In its definition, kindness is a two-way street, on which we say and do things for the long-term benefits of others. Thus, leaving ourselves high and dry in the effort to be “kind,” becomes eventually unkind to those that we help. Because we burn out, get emotionally exhausted, or give up when we are not appreciated for long stretches of time. 


At the heart of it, to be a truly kind person, we must give ourselves the permission to receive kindness, love, and affection. Which begs the question, why do we experience such difficulty in receiving kindness ourselves? 


This refusal to accept kindness for ourselves perhaps comes from the perception of such an act making one weak, lazy, selfish, or perhaps an acquired belief that they are not deserving of it. 


Most individuals do not have the fortune of growing up in environments where kindness is modelled to them when they make a mistake. Children are berated, punished, and left with either or both emotional and physical scars. That as adults they come to look to as marks of their worth- or the lack thereof.
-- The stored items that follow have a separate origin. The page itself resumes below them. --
PR #952, opened 2022-04-04
cockpituous: Build in cockpit-preview COPR

martinpitt:
All our other projects release to that. For a user it does not make too
much sense to have each project in its own COPR. All Cockpit packages
have similar QA standards, after all.


marusak (approved):
Thanks!

PR #953, opened 2022-04-05
workflows: Drop livetest

martinpitt:
We have not used that in a long time, and it stopped working a while
ago.


marusak (approved):
Thanks!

Functionally, in the way that our brains are wired to keep ourselves safe through experience, it makes perfect sense why these adults would then have difficulty in letting love in. Their minds have received the messaging that vulnerability and failure results in pain. Thus, doing what must be done to protect themselves against the pain becomes crucial. Whether that means this pain-shield is kept up through people-pleasing, or actively pushing kindness away by being cold or aloof- these individuals develop functional ways to keep themselves “safe.” 


This functionality becomes dysfunctionality in building meaningful human connection, and sustaining contentment. Because, the magic of our existence lies in genuine human connection, can only come from giving love and letting love in.  So how do we let love in? 



It is devastating to not have been given the opportunity to receive kindness as a child. And while time can never be reversed, it is very much possible to learn how to do so and practice kindness in its full form. 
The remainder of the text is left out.